[Form 4] Cencora, Inc. Insider Trading Activity
Rhea-AI Filing Summary
Robert P. Mauch, President & CEO and Director of Cencora, Inc. (COR), reported option exercises and open-market sales on 08/18/2025. He exercised 3,225 non-qualified stock options with an exercise price of $86.09 under a grant that vests in four prior annual installments, and those options produced 3,225 shares recorded as acquired. The same day he sold 4,968 shares at $293.53 per share pursuant to a Rule 10b5-1 trading plan adopted 11/15/2024. After these transactions he beneficially owned 40,608 shares and held 22,577 derivative securities (options) reported as direct ownership.
Positive
- Transactions executed under a Rule 10b5-1 trading plan, which provides an affirmative defense and reduces regulatory ambiguity
- Exercise price of $86.09 vs sale price $293.53 indicates a favorable spread for the reporting person, demonstrating value creation from prior grants
- Filing discloses post-transaction holdings (40,608 shares and 22,577 options), improving transparency for investors
Negative
- Insider sale of 4,968 shares could be viewed negatively by some investors, though it was performed under a pre-established plan
- Form does not state the economic proceeds or the percentage of total outstanding shares represented, limiting assessment of market impact
Insights
TL;DR: CEO exercised vested options then sold a portion of shares via a pre-established 10b5-1 plan; transactions appear routine and pre-planned.
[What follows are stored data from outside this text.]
PR #59, opened 2021-12-08
Austin M. car_dealership challenge

AustinCMoore:
This is Austin Moore's attempt at the IC for car dealership

### DIFF
--- a/lib/car.rb
+++ b/lib/car.rb
@@ -1,0 +1,36 @@
+class Car
+  attr_reader :name,
+              :monthly_payment,
+              :loan_length,
+              :make,
+              :model,
+              :total_cost,
+              :color
+
+  def initialize(name, monthly_payment, loan_length) #can i split name into make/model here?
+    @name            = name
+    @monthly_payment = monthly_payment
+    @loan_length     = loan_length
+    @make            = make
+    @model           = model
+    @total_cost      = total_cost
+    @color          = :color
+  end
+
+  def make
+    @make = @name.split.first
+  end
+
+  def model
+    @model = @name.split.last
+  end
+
+  def total_cost
+    @total_cost = monthly_payment * loan_length
+  end
+
+  def paint!(paint)
+    @color = paint
+  end
+
+end
--- a/lib/dealership.rb
+++ b/lib/dealership.rb
@@ -50,4 +50,37 @@ class Dealership
     }
   end
 
+  def average_price_of_car #refactor - how to get value from total_value
+    temp_value = 0
+    @inventory.each do |car| #this is bloated
+      temp_value += car.total_cost
+    end
+    average = temp_value / @inventory.length #needs to convert .to_s after inputting a comma
+    if average.to_s.chars.to_a.length >= 4 #if over 3, string needs commas
+      average.to_s.chars.to_a #create array
+      #combine every 3 characters
+      #input commas between groups of 3
+      #output whole string with commas in correct order
+    else #if not over 3 no commas necessary
+      average.to_s
+    end
+  end
+
+  def cars_sorted_by_price
+    #for each car
+    #return car.total_cost & save to array
+    #Does a sort method exist for an array? If not create comparisons & sort
+    #output
+  end
+
+  def inventory_hash
+    #create new empty hash
+    #for each car
+    #if no key exists for a car.make, then create a key with car.make
+    #if key exists, skip
+    #after each key is created, for each car
+    #If car.make == key, shovel car instance into array
+    #return hash
+  end
+
 end
--- a/lib/dealership.rb
+++ b/lib/dealership.rb
@@ -1,0 +1,18 @@
+class Dealership
+  attr_reader :dealer_name,
+              :address,
+              :inventory,
+              :inventory_count
+
+  def initialize(dealer_name, address)
+    @dealer_name      = dealer_name
+    @address          = address
+    @inventory        = []
+    @inventory_count  = 0
+  end
+
+  def add_car(car)
+    @inventory << car
+    @inventory_count += 1
+  end
+end
--- a/lib/dealership.rb
+++ b/lib/dealership.rb
@@ -2,17 +2,52 @@ class Dealership
   attr_reader :dealer_name,
               :address,
               :inventory,
-              :inventory_count
+              :inventory_count,
+              :value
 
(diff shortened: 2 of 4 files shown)


lib/car.rb
```diff
@@ -0,0 +1,36 @@
...
+
+  def initialize(name, monthly_payment, loan_length) #can i split name into make/model here?
+    @name            = name
+    @monthly_payment = monthly_payment
+    @loan_length     = loan_length
+    @make            = make
+    @model           = model
+    @total_cost      = total_cost
+    @color          = :color
+  end
```
kat3kasper, line 18: Yup you could split make/model directly in the initialize:

```
def initialize(name, monthly_payment, loan_length) 
  ...
  @make            = name.split.first
  @model           = name.split.last
end
```

I personally wouldn't put total cost in the initialize and would leave it as a method below that can still be called on the object at anytime. It would also not be needed in attr_reader because you are defining a method

```
def total_cost
  @monthly_payment * @loan_length
end
```

In the specs `@color` should be initialized to `nil`

```
def initialize(name, monthly_payment, loan_length) 
  ...
  @color = color
end
```

lib/dealership.rb
```diff
@@ -0,0 +1,86 @@
...
+    @inventory_count += 1
+  end
+
+  def has_inventory?
+    if @inventory_count = 0
+      return false
+    else
+      return true
+    end
+  end
```
kat3kasper, line 27: You are doing a variable assignment here rather than checking if it is equal

```suggestion
  def has_inventory?
    if @inventory_count == 0
      return false
    else
      return true
    end
  end
```

lib/dealership.rb
```diff
@@ -0,0 +1,86 @@
...
+              :inventory,
+              :inventory_count,
+              :value
+
+  def initialize(dealer_name, address)
+    @dealer_name      = dealer_name
+    @address          = address
+    @inventory        = []
+    @inventory_count  = 0
+    @value            = 0
```
kat3kasper, line 13: I think `@value` is messing you up here. We don't need to set it as an instance variable and should only worry about it when calculating the total value.

lib/dealership.rb
```diff
@@ -0,0 +1,86 @@
...
+    end
+    @value
+  end
+
+  def details
+    detail = {
+      "total_value" => @value,
+      "address"     => @address
+    }
+  end
```
kat3kasper, line 51: Close. I would set this to the result from the `total_value` method

```suggestion
  def details
    detail = {
      "total_value" => total_value,
      "address"     => @address
    }
  end
```

lib/dealership.rb
```diff
@@ -0,0 +1,86 @@
...
+    end
+    car_makes
+  end
+
+  def total_value
+    @inventory.each do |car|
+      @value += car.total_cost
+    end
+    @value
+  end
```
kat3kasper, line 44: You want to be using a local variable here rather than an instance variable. 

```suggestion
  def total_value
    value = 0
    @inventory.each do |car|
      value += car.total_cost
    end
    value
  end
```

lib/dealership.rb
```diff
@@ -0,0 +1,86 @@
...
+    average = temp_value / @inventory.length #needs to convert .to_s after inputting a comma
+    if average.to_s.chars.to_a.length >= 4 #if over 3, string needs commas
+      average.to_s.chars.to_a #create array
+      #combine every 3 characters
+      #input commas between groups of 3
+      #output whole string with commas in correct order
+    else #if not over 3 no commas necessary
+      average.to_s
+    end
+  end
```
kat3kasper, line 67: I really like the use of psuedocode here! I think this is a great way to approach building out methods

spec/dealership_spec.rb
```diff
@@ -0,0 +1,122 @@
...
+
+    expect(dealership.inventory).to eq([car_1, car_2])
+    expect(dealership.inventory_count).to eq(2)
+  end
+
+  it 'has inventory?' do
+    dealership = Dealership.new("Acme Auto", "123 Main Street")
+
+    expect(dealership.has_inventory?).to eq(false)
+  end
```
kat3kasper, line 34: You did the empty check but not the check of `has_inventory?` after adding some cars to the Dealership

spec/dealership_spec.rb
```diff
@@ -0,0 +1,122 @@
...
+    dealership = Dealership.new("Acme Auto", "123 Main Street")
+    car_1 = Car.new("Ford Mustang", 1500, 36)
+    car_2 = Car.new("Toyota Prius", 1000, 48)
+    car_3 = Car.new("Toyota Tercel", 500, 48)
+    car_4 = Car.new("Chevrolet Bronco", 1250, 24)
+    dealership.add_car(car_1)
+    dealership.add_car(car_2)
+    dealership.add_car(car_3)
+    dealership.add_car(car_4)
+    dealership.total_value
```
kat3kasper, line 75: This only passed because you called `dealership.total_value` before calling `dealership.details`. This shouldn't be required however. You should be able to call `dealership.details` and it return the `correct total_value`

spec/dealership_spec.rb
```diff
@@ -0,0 +1,122 @@
...
+    car_2 = Car.new("Toyota Prius", 1000, 48) #48000
+    car_3 = Car.new("Toyota Tercel", 500, 48) #24000
+    car_4 = Car.new("Chevrolet Bronco", 1250, 24) #30000
+    dealership.add_car(car_1)
+    dealership.add_car(car_2)
+    dealership.add_car(car_3)
+    dealership.add_car(car_4)
+
+    expect(dealership.inventory_hash).to eq({"Ford" => [car_1], "Toyota" => [car_2, car_3], "Chevrolet" => [car_4]})
+  end
```
kat3kasper, line 120: Love the TDD here!

kat3kasper (commented):
Good start on things Austin. You missed a few things from the spec that I think you may have caught if you slowed down a bit like `color` and  `has_inventory?`. Really awesome job TDDing throughout your challenge and good work with many detailed git commits; definitely keep that up! I would suggest you review some lessons on variable scoping and object creation as it should help a bit with your use of variables and some of the issues I saw when reviewing your code. 

https://backend.turing.edu/module1/lessons/scope

PR #61, opened 2021-12-08
Becky Nisttahuz Car dealership IC

benistta:


lib/car.rb
```diff
@@ -0,0 +1,36 @@
+class Car
+  attr_reader :make, :model, :payments, :loan, :color
+
+  def initialize(type, monthly_payment, loan_length)
+    @make = type.split.first
+    @payments = monthly_payment
+    @loan = loan_length
```
kat3kasper, line 7: I would have used `loan_length` rather than `loan` and `monthly_payment` rather than `payments` as the instance variable as well. That was you wouldn't have to create the methods (monthly_payment line 14  or loan_length line 18) below.
```
attr_reader :loan_length, :monthly_payment

def initialize(type, monthly_payment, loan_length)
  ...
  @loan_length = loan_length
  @monthly_payment = monthy_payment
end
```

lib/dealership.rb
```diff
@@ -0,0 +1,43 @@
...
+    if @inventory.count <= 0
+      false
+    elsif @inventory.count > 0
+      true
+    end
+  end
+
+  def inventory_count
+    @inventory.count
+  end
```
kat3kasper, line 20: Loved that you used the `@inventory` to find the count!

lib/dealership.rb
```diff
@@ -0,0 +1,43 @@
...
+
+  def add_car(car)
+    @inventory << car
+  end
+
+  def cars_by_make(make)
+    make_cars = []
+    @cars.each do |car|
```
kat3kasper, line 28: All of your cars are being stored in `@inventory` so if you change @cars to @inventory this would work!
```suggestion
    @inventory.each do |car|
```

lib/dealership.rb
```diff
@@ -0,0 +1,43 @@
...
+      if car.make == make
+        make_cars << car
+      end
+    end
+    return make_cars
+  end
+
+  def total_value
+    @inventory.@payment.count
```
kat3kasper, line 37: this broke your code, unfortunately. If you run into that problem it could be helpful to comment out until you figure out how to get it working

spec/car_spec.rb
```diff
@@ -37,4 +37,16 @@
 
     expect(car.total_cost).to eq(54000)
   end
+
+  it 'has a total cost' do
```
kat3kasper, line 41: You want to make sure you are updating the tests' names when creating new ones rather than keeping what's left on copy & paste
```suggestion
  it 'has a color' do
```

spec/dealership_spec.rb
```diff
@@ -0,0 +1,74 @@
...
+
+  it 'has an inventory count with two cars' do
+    dealership = Dealership.new("Acme Auto", "123 Main Street")
+    car_1 = Car.new("Ford Mustang", 1500, 36)
+    car_2 = Car.new("Toyota Prius", 1000, 48)
+    dealership.add_car(car_1)
+    dealership.add_car(car_2)
+    expect(dealership.inventory).to eq([car_1, car_2])
+    expect(dealership.inventory_count).to eq(2)
+  end
```
kat3kasper, line 31: Nice job with the testing here!

kat3kasper (commented):
This is a good start Becky. I'd keep practicing object creation so you can get a bit faster and get through more iterations in the future. 

Keep up the good work on the numerous commits throughout your work!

The filing shows a standard exercise of vested non-qualified options and contemporaneous sales executed under a Rule 10b5-1 plan adopted on 11/15/2024, which provides the reporter an affirmative defense against insider trading claims. The exercise price ($86.09) is substantially below the sale price ($293.53), indicating a cash-positive outcome for the reporting person but the Form 4 does not state the proceeds or purpose of the sale. Holdings after the transactions are disclosed, improving transparency on insider position.
TL;DR: Compensation-related option exercise followed by sales under a 10b5-1 plan; typical liquidity event for vested equity.
The derivative detail confirms the exercised options were part of a multi-year vesting schedule with prior vesting dates listed. The report clarifies that the sale occurred under an established trading plan, reducing legal/regulatory risk. There is no indication in this filing of unplanned or opportunistic insider activity; however, materiality to shareholders depends on the size of holdings relative to outstanding shares, which is not provided here.